Als Pumpe hab ich ja nun eine etwas große Pumpe gekauft wie ich gehört habe. Es ist die Oase Promax 20000
Die kann ich ja zum Glück dimmen.

Wenn ihr Lust habt könnt ihr nun bei der Entstehung dieses Teiches dabeisein.
Bestimmt habt ihr noch den einen oder anderen Tip für mich.

Also los gehts.
Häääää wo ist denn die Büroklammer.
Ich wollte Bilder einfügen von einem anderen Server.
Hab die bei picr.de hochgeladen.
Wie bekomm ich die denn jetzt hier rein wenn keine Klammer da ist????


----------



## Digicat (5. Aug. 2008)

*AW: Hier kommt er nun, der neue Teich.*

Servus Regina

Bilder verlinken:
In der Zeile im Antwortfeld, wo du "Fett", "Kursiv" und "Unterstrichen" > gehst du weiter nach rechts, dann kommt so eine "Weltkugel > weiter nach rechts bis zu einem gelben Symbol , *daß ist es  
(mit dem Cursor drauf, da steht dann "Bild verlinken"*), rechts davon muß sich das "Zitat"-Symbol befinden.


----------



## Reginsche (5. Aug. 2008)

*AW: Hier kommt er nun, der neue Teich.*

Hach, dankeschön.

Also dann noch einmal.

Hier wird gerade die Schalung für die Bodenplatte gemacht.
Man gut, dass ich einen Papa hab der Maurer ist.






[/IMG]


----------



## Digicat (5. Aug. 2008)

*AW: Hier kommt er nun, der neue Teich.*

Servus Regina

Klick einmal in meiner Signatur auf "Wie Ihr Fotos in Beiträge einfügt".

Das geht viel besser


----------



## Digicat (5. Aug. 2008)

*AW: Hier kommt er nun, der neue Teich.*

So aber nun zu deiner Teich-Baustelle:

Für den Pflanzteich oder den Hauptteich


----------



## Reginsche (5. Aug. 2008)

*AW: Hier kommt er nun, der neue Teich.*

Jepp, das funzt. 

So dann machen wir mal weiter.
Ach ja der vorwitzige Hund da unten ist Josie meine kleine Maus.
Ist ein Border/Aussie Mix und muß ihre Augen und die __ Nase überall haben. 

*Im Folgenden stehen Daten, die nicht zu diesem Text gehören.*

PR #2075, opened 2026-08-27
Scope cookies to the host that set them

rzo1:
`CookieConverter` only checked applicability for cookies carrying a `Domain` attribute. A cookie without one, which is the usual session cookie, skipped the check and was sent to whatever host was being fetched. The domain check also passed on exception and accepted a `Domain` covering every host under it, such as `com` or `co.uk`.

A three-argument `getCookies` taking the originating URL is added; the two-argument method is deprecated and kept. A `Domain` attribute is now normalised with `IDN.toASCII` and validated before use, so the unicode and punycode forms of a name are interchangeable and a malformed value such as `com..` is rejected instead of matching every host under `com`. The public suffix list already shipped with crawler-commons, private section included, decides whether a domain may cover subdomains at all; a domain the list does not know about, e.g. an internal name under `.local`, falls back to the plain suffix match so unlisted domains keep working. A domain which cannot own subdomains is ignored and the cookie is bound to the host, per RFC 6265 5.3. An address is matched only by itself, per RFC 6265 5.1.3, where `Domain=2.3.4` previously covered `9.2.3.4`.

Two smaller ones found on the way: a `Set-Cookie` header whose first token has no `=` threw `StringIndexOutOfBoundsException` out of `getCookies` and failed the whole fetch, and is now skipped; cookies dropped on the path, secure and expiry checks are logged like the other ones.

The protocols record which host set the cookies. When a response carries `Set-Cookie`, okhttp and playwright write its URL alongside as `set-cookie-origin`, dropping any inbound key of that name first so a response cannot choose where its cookies are sent. That key has to travel with `protocol.set-cookie` for host-only cookies to be sent back, so it is added to the `metadata.persist` and `metadata.transfer` examples and a warning naming both keys is logged once when cookies arrive without it. Also corrects the `metadata.transfer` example in `internals.adoc`, which named `set-cookie` where the key is `protocol.set-cookie`.

### For all changes

### For code changes

- [ ] Have you ensured that the full suite of tests is executed via `mvn clean verify`? - `core` module tests only
- [x] Have you written or updated unit tests to verify your changes? - `CookieConverterTest` extended

### DIFF
--- a/core/src/main/java/org/apache/stormcrawler/protocol/okhttp/HttpProtocol.java
+++ b/core/src/main/java/org/apache/stormcrawler/protocol/okhttp/HttpProtocol.java
@@ -23,6 +23,7 @@ import java.net.InetAddress;
 import java.net.InetSocketAddress;
 import java.net.MalformedURLException;
 import java.net.Proxy;
+import java.net.URL;
 import java.nio.charset.StandardCharsets;
 import java.security.cert.CertificateException;
 import java.util.ArrayList;
@@ -35,6 +36,7 @@ import java.util.Objects;
 import java.util.Optional;
 import java.util.concurrent.ConcurrentHashMap;
 import java.util.concurrent.TimeUnit;
+import java.util.concurrent.atomic.AtomicBoolean;
 import javax.net.ssl.HostnameVerifier;
 import javax.net.ssl.SSLContext;
 import javax.net.ssl.SSLSession;
@@ -102,6 +104,9 @@ public class HttpProtocol extends AbstractHttpProtocol {
 
     // track the time spent for each URL in DNS resolution
     private final Map<String, Long> DNStimes = new ConcurrentHashMap<>();
+
+    // makes sure that a missing cookie origin is reported once and not for every url
+    private final AtomicBoolean missingCookieOriginLogged = new AtomicBoolean();
 
     private OkHttpClient.Builder builder;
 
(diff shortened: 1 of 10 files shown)


core/src/main/java/org/apache/stormcrawler/util/CookieConverter.java
```diff
@@ -129,6 +168,16 @@ public static List<Cookie> getCookies(String[] cookiesStrings, URL targetURL) {
...
     }
 
+    /** Checks whether a cookie domain is made of a single label, e.g. "com". */
+    private static boolean isSingleLabel(String domain) {
+        String d = domain;
+        if (d.startsWith(".")) {
+            d = d.substring(1);
+        }
+        int dot = d.indexOf('.');
+        return dot < 1 || dot == d.length() - 1;
```
dpol1: `com..` gets through: first dot at 3, `length - 1` is 4, so it counts as multi-label; then `split("\\.")` in `checkDomainMatchToUrl` drops the empty tokens and it matches every `.com` host. `getCookies({"sid=x; Domain=com.."}, http://evil.com, http://victim.com)` returns the cookie. `Domain=co.uk` has the same shape, `evil.co.uk` reaches `bank.co.uk`. Could we reject malformed domains and known public suffixes with the PSL support already in crawler-commons, with a test for unlisted/internal domains so those keep working?

core/src/main/java/org/apache/stormcrawler/protocol/okhttp/HttpProtocol.java
```diff
@@ -286,8 +286,10 @@ private void addCookiesToRequest(Builder rb, String url, Metadata md) {
             return;
         }
         try {
+            // the host whose response set the cookies is not kept in the metadata,
+            // hence the null origin: cookies without a domain attribute are dropped
             final List<Cookie> cookies =
-                    CookieConverter.getCookies(cookieStrings, URLUtil.toURL(url));
+                    CookieConverter.getCookies(cookieStrings, null, URLUtil.toURL(url));
```
dpol1: With `null` here every host-only cookie is dropped, in practice most session cookies, login via 302 + Set-Cookie included, and nothing is logged. Could we record the origin instead? Only when a response actually carries `Set-Cookie`, write a sibling `set-cookie-origin` = fetched URL next to it in `responsemetadata`, and it has to travel with `protocol.set-cookie` in `metadata.transfer` (`putAll` alone won't do that). Then `getFirstValue(origin, protocolMetadataPrefix)` here. Should be about 15 lines. If not in this PR: a WARN at configure time, fix the cookies paragraph in `internals.adoc` and open a follow-up, or someone will spend an afternoon looking for their cookies.

dpol1 (changes requested):
Two things before merging: the new domain guard is bypassable, and the `null` origin disables every host-only cookie (no `Domain`, in practice most session cookies) for anyone running `http.use.cookies`. Threads.

Side note on "both protocol implementations": httpclient went with #2071, only okhttp calls this now.

core/src/main/java/org/apache/stormcrawler/util/CookieConverter.java
rzo1: Replaced the label check with normalisation plus the crawler-commons PSL. Empty labels are kept when splitting, so `com..`, `com...` and `.com..` are rejected instead of matching every host under `com`, and a domain which is itself a suffix (`com`, `co.uk`, `pvt.k12.ma.us`, `github.io` from the private section, the `*.ck` wildcard) can no longer cover subdomains — it is ignored and the cookie binds to the host, per RFC 6265 5.3. Domains the list does not know, `.local` and `.internal` included, fall back to the plain suffix match and are covered by tests, as is a single-label intranet domain.

core/src/main/java/org/apache/stormcrawler/protocol/okhttp/HttpProtocol.java
rzo1: Recorded rather than deferred. When a response carries `Set-Cookie`, okhttp and playwright write its URL alongside as `set-cookie-origin`, dropping any inbound key of that name first so a response cannot pick where its cookies go. `addCookiesToRequest` reads it back with the protocol prefix. It has to travel with `protocol.set-cookie` in `metadata.transfer`, so it is in the examples and a warning naming both keys is logged once when cookies arrive without it; the cookies paragraph in `internals.adoc` is fixed too. Host-only cookies round-trip in the new `HttpProtocolCookieTest`, including via a 302.

core/src/main/java/org/apache/stormcrawler/util/CookieConverter.java
rzo1: Follow-up: the hand-rolled normalisation is gone in favour of `IDN.toASCII`, which is what crawler-commons calls internally (`EffectiveTldFinder.normalizeName` and `BasicURLNormalizer` are both private, so there is nothing public to reuse directly). It rejects the empty-label family itself — `com..`, `com...`, `..example.com`, `some..url.com` all throw — and makes the unicode and punycode forms interchangeable, so `Domain=münchen.de` now matches `xn--mnchen-3ya.de` either way round. Also closed the address case while here: an address is matched only by itself per RFC 6265 5.1.3, where `Domain=2.3.4` set by `1.2.3.4` used to reach `9.2.3.4`.

dpol1 (approved):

Das Mauern, sparen wir uns nun auf den Bildern.
Davon hab ich keins weil meine Tochter die Kamera mit im Italienurlaub hatte.
Der hintere Beckenrand für den Pflanzteich ist fertig.
Vorne wird gleichzeitig die Verkleidung aus Natursteinen gemauert.
Das geht leider immer nur Stück für Stück.
Heute hatte ich die nette Aufgabe, die Schalung abzubauen und die Fugen auszukratzen.





[/IMG]

Abgebaute Schalung.
Agrrrrrr, ich krieg ne Krise. So viel Beton zum abklopfen.
 
Aber was tut man nicht alles für einen schönen Teich.





[/IMG]

Und so sah es dann aus, nachdem ich stundenlang die Fugen ausgekratzt habe.
Das ist echt ne Strafarbeit gewesen. Grmpf





[/IMG]

Hier könnt ihr nun sehen wie groß der Teich dann sein wird.
Und wie man sieht, können wir auch nicht mehr größer werden mit dem Teich denn um den Teich kommt noch eine Holzterasse.
Also haben wir echt das größtmögliche rausgeholt.





[/IMG]

Noch mal der Pflanzteich.
Dieser wird ja nachdem die Folie eingelegt wird noch einmal unterteilt.
An der linken Seite kommt dann noch eine Kammer hin die als Vorfilter dienen soll und den groben Schmutz abfängt.





[/IMG]

Jetzt könnt ihr noch einmal einen Blick auf den alten Teich werfen.
Im Moment ist er total zugewuchert.
Aber es lohnt sich jetzt ja nicht mehr da noch Pflanzen auszudünnen.
Der kommt ja nun weg.
Den Bachlauf, der 7 Meter lang ist, muß sogar schon als erstes nächste Woche abgebaut werden.
Da muß dann der Aushub vom neuen Teich hin.
ich möchte die Fische ja so lange es geht im alten Teich lassen und wir holen sie erst raus wenn der neue Teich fertig ist. 
Also muß die ausgehobene Erde mit der dann der alte Teich gefüllt wird erst mal zwischen gelagert werden.





[/IMG]






[/IMG]






[/IMG]

So wenn ihr noch Anregungen habt, immer her damit.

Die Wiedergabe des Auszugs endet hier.